[Start of Attachment]

PR #5381, opened 2024-06-04
feat: Move to multi-tenant SSO AB#27356

elwinschmitz:
[AB#27504](https://dev.azure.com/redcrossnl/7d17f2a9-3f18-40f1-8c29-98568fbca7e4/_workitems/edit/27504)
Retry of #5256

## Checklist before requesting a review

- [x] I have performed a self-review of my code
- [ ] I have added tests wherever relevant
- [x] I have made sure that all automated checks pass before requesting a review
- [ ] I do not need any deviation from our PR guidelines

PR #5693, opened 2024-08-14
portalicious: project -> teams -> table

aberonni:
[AB#29676](https://dev.azure.com/redcrossnl/7d17f2a9-3f18-40f1-8c29-98568fbca7e4/_workitems/edit/29676)


interfaces/Portalicious/src/app/auth.guard.ts
```diff
@@ -18,3 +19,30 @@ export const authGuard: CanActivateFn = (_, state) => {
...
+  ) {
+    const authService = inject(AuthService);
+
+    const projectId = route.params.projectId as number;
+
+    if (isNaN(projectId)) {
+      throw new Error('projectId is not a number');
+    }
+
+    if (authService.hasPermission(projectId, permission)) {
```
elwinschmitz, line 37: There is no "needs multiple permissions"-functionality yet, I think?

interfaces/Portalicious/src/app/services/api.service.ts
```diff
@@ -1,15 +1,17 @@
...
 import { User } from '~/models/user.model';
 import { HttpWrapperService } from '~/services/http-wrapper.service';
 
 export enum ApiEndpoints {
   payments = 'payments',
   projects = 'programs',
   projectsMetrics = 'metrics/program-stats-summary',
+  users = 'users',
   usersChangePassword = 'users/password',
+  usersCurrent = 'users/current/',
```
elwinschmitz, line 14: Does it need that last `/`?

interfaces/Portalicious/src/app/services/auth.service.ts
```diff
@@ -153,4 +154,50 @@ export class AuthService {
...
+    // During development: Use this to simulate a user not having a certain permission
+    // user.permissions[programId] = user.permissions[programId].filter(
+    //   (p) => p !== Permission.FspDebitCardBLOCK,
+    // );
+
+    // TODO: Move this to a better place in the flow, so it doesn't have to be checked this often
+    // Check with Azure (again) when user has no permissions (yet)
+    if (!this.isAssignedToProgram(programId, user)) {
+      void this.refreshCurrentUser(); // Don't await, as it will block all permission-checks
+    }
```
elwinschmitz, line 195: 😭😭😭

I hope we can do without taking this skeleton-from-the-old-portal with us.. 🤞

interfaces/Portalicious/.prettierrc.yml
```diff
@@ -11,6 +11,7 @@ plugins:
   - '@prettier/plugin-xml'
 tailwindAttributes:
   - styleClass
+  - icon
```
elwinschmitz, line 14: Isn't it possible to have 1 central `tailwind.config.json` or something?

One that both Prettier AND the VSCode-extension can/should use?

interfaces/Portalicious/eslint.config.js
```diff
@@ -95,6 +95,12 @@ module.exports = tseslint.config(
             'ngSrc',
             'styleClass',
             'position',
+            'pSortableColumn',
+            'field',
+            'display',
+            'sortField',
+            'appendTo',
+            'iconPosition',
```
elwinschmitz, line 103: Isn't there a "PrimeNG-ESLint-plugin" somewhere? So we don't have to maintain this list here ourselves?

interfaces/Portalicious/src/app/auth.guard.ts
```diff
@@ -18,3 +19,30 @@ export const authGuard: CanActivateFn = (_, state) => {
...
+      return true;
+    }
+
+    const router = inject(Router);
+    return router.navigate(['/', AppRoutes.project, projectId], {
+      queryParams: {
+        permissionDenied: true,
```
elwinschmitz, line 44: Is this used somewhere already? Or is there a default-feature of Angular for this?

interfaces/Portalicious/src/app/auth.guard.ts
aberonni: Tbh, I don't know 😬

interfaces/Portalicious/src/app/services/api.service.ts
aberonni: Nope :D I'll get rid of it

interfaces/Portalicious/src/app/services/auth.service.ts
aberonni: Tbh I'm not entirely sure what is going on here. I blindly brought it over but we can decide not to unless we really have to.

interfaces/Portalicious/src/app/auth.guard.ts
aberonni: No. It's something that I forgot to implement 🙈 I will add a TODO message for now and we can decide whether to look at it now or revisit later.

interfaces/Portalicious/.prettierrc.yml
aberonni: Not that I'm aware of.

aberonni: Or better, we do have a central tailwind.config but that doesn't deal with these attributes.

interfaces/Portalicious/eslint.config.js
elwinschmitz: Theoretically we could import a list of attributes from somewhere via code (this is a JS-file with config-as-code after all...

But as that isn't really a commonly used, documented thing (yet), we can make due with this indeed.

---

Some interesting thing I've found:
https://github.com/angular-eslint/angular-eslint/issues/839#issuecomment-1161328555

So we can be more specific to ignore _some_ attributes on _some_ elements only...

interfaces/Portalicious/src/app/auth.guard.ts
elwinschmitz: Ah, yes..  The whole flow of "your session/token/cookie has expired and you need to re-login" needs to be looked at, also with SSO in mind, would deserve its own backlog-item, I think.

elwinschmitz: Oh, wait... there is also this error-pattern:

https://github.com/global-121/121-platform/pull/5381/files?file-filters%5B%5D=.html&file-filters%5B%5D=.ts&show-viewed-files=true#diff-87ffb49babf9b145819c6fdb333f5e849b84c120e52fab27ae5b7b7e430e2a89

Where we transfer 1 (out of 2/multiple)-error-coded between pages/reloads via local-storage...

interfaces/Portalicious/src/app/components/query-table/query-table.component.html
```diff
@@ -0,0 +1,173 @@
...
+    [rowsPerPageOptions]="[10, 20, 40, 80, 100]"
+    [showCurrentPageReport]="true"
+    [currentPageReportTemplate]="currentPageReportTemplate"
+    stateStorage="local"
+    [stateKey]="localStorageKey()"
+  >
+    <ng-template pTemplate="caption">
+      <div class="flex">
+        @if (globalFilterFields()) {
+          <p-iconField iconPosition="left">
```
elwinschmitz, line 26: 😭  Ow, PrimeNG...

interfaces/Portalicious/src/app/components/query-table/query-table.component.html
```diff
@@ -0,0 +1,173 @@
...
+          </p-iconField>
+        }
+        <p-button
+          label="Clear all filters"
+          i18n-label="@@form-clear-filters"
+          [outlined]="true"
+          icon="pi pi-filter-slash"
+          (onClick)="clearAllFilters()"
+          [disabled]="!isFiltered()"
+          class="ms-auto"
```
elwinschmitz, line 45: \o/

interfaces/Portalicious/src/app/components/query-table/query-table.component.html
```diff
@@ -0,0 +1,173 @@
...
+                <app-table-cell-date [value]="item[column.field]" />
+              }
+              @default {
+                <app-table-cell-text [value]="item[column.field]" />
+              }
+            }
+          </td>
+        }
+        @if (contextMenuItems()) {
+          <td class="w-0 py-0 pl-0">
```
elwinschmitz, line 108: `ps-0`?

interfaces/Portalicious/src/app/pages/project/project-team/project-team.component.html
```diff
@@ -3,5 +3,17 @@
...
+      <app-add-user-button />
+    }
+  </div>
+  <app-query-table
+    [columns]="columns()"
+    [query]="projectUsers"
+    localStorageKey="project-team-table"
+    [contextMenuItems]="contextMenuItems()"
+    (onUpdateContextMenuItem)="selectedUser.set($event)"
+    [globalFilterFields]="['username', 'roleString', 'scope']"
```
elwinschmitz, line 17: Is there a way to 'connect' this more?
So not using "just strings", but using actual references/enums/etc?

interfaces/Portalicious/src/app/services/api.service.ts
```diff
@@ -106,4 +117,19 @@ export class ApiService {
...
+    const users = await this.httpWrapperService.perform121ServiceRequest<
+      ProjectUser[]
+    >({
+      method: 'GET',
+      endpoint: `${ApiEndpoints.projects}/${projectId.toString()}/${ApiEndpoints.users}`,
+    });
+
+    return users.map((user) => ({
+      ...user,
+      roleString: user.roles.map((role) => role.label).join('; '),
```
elwinschmitz, line 131: `rolesLabels`? or `rolesLabel`?
Or even `allRoles` / `allRolesLabel`

interfaces/Portalicious/src/app/services/auth.service.ts
elwinschmitz: I think we can do without this (for now) and reconsider this while we work on the "add SSO-login"-features...

I'd like to limit all the introduced workarounds/edge-cases we start with.

interfaces/Portalicious/src/app/components/query-table/query-table.component.ts
```diff
@@ -0,0 +1,127 @@
...
+  localStorageKey = input.required<string>();
+  contextMenuItems = input<MenuItem[]>();
+  globalFilterFields = input<(keyof TData & string)[]>();
+  readonly onUpdateContextMenuItem = output<TData>();
+
+  @ViewChild('table') table: Table;
+  @ViewChild('extraOptionsMenu') extraOptionsMenu: Menu;
+
+  currentPageReportTemplate =
+    $localize`Showing [first] to [last] of [totalRecords] records`
```
elwinschmitz, line 76: We can/should add some explanation/warning to the context of this line about the variables/paceholders.

So adding: `$localize`:Make sure to keep placeholders between square-brackets as-is.:Showing [first]...`

See: https://devdocs.io/angular/api/localize/init/$localize

interfaces/Portalicious/src/styles.scss
```diff
@@ -124,4 +124,19 @@ $toolbar-height: 48px;
...
+  .p-card .p-datatable {
+    .p-datatable-header {
+      @apply px-0 pb-4 pt-0;
+    }
+
+    .p-paginator {
+      @apply border-b-0 pb-0 pt-4;
+
+      .p-paginator-current {
+        @apply me-auto ms-0 pl-0 font-display text-sm;
```
elwinschmitz, line 138: Almost...

```suggestion
        @apply me-auto ms-0 ps-0 font-display text-sm;
```
?

interfaces/Portalicious/src/app/pages/project/project-team/project-team.component.html
aberonni: It is currently defined in the [query-table component](https://github.com/global-121/121-platform/pull/5693/files#diff-1907126206c4fe9833dff805793412afcfc7a57c079e5ea32e58150178ff7d71R69) as

`globalFilterFields = input<(keyof TData & string)[]>();`

Which means TS will throw an error if you try to write a string that isn't a property of TData. TData is typed dynamically as the return type of the mutation.

elwinschmitz: Aha, so its sort-of a "one way connection you cannot violate from the other side". 👍

interfaces/Portalicious/src/styles.scss
elwinschmitz: Oh, this _is_ a good candidate to "set in stone" in the guidelines/checklist document.

"Make sure to use "`start`/`end`" instead of "`left`/`right`" in positioning/margin properties/classes".

elwinschmitz (approved):

interfaces/Portalicious/src/app/auth.guard.ts
aberonni: I'm resolving this assuming that we will address this weird pattern when we address the TODO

[End of Attachment]

Exercise objective
Find each line in the material above that carries the string "import", and copy it.

Solution for this task
 import { User } from '~/models/user.model';
 import { HttpWrapperService } from '~/services/http-wrapper.service';
elwinschmitz: Theoretically we could import a list of attributes from somewhere via code (this is a JS-file with config-as-code after all...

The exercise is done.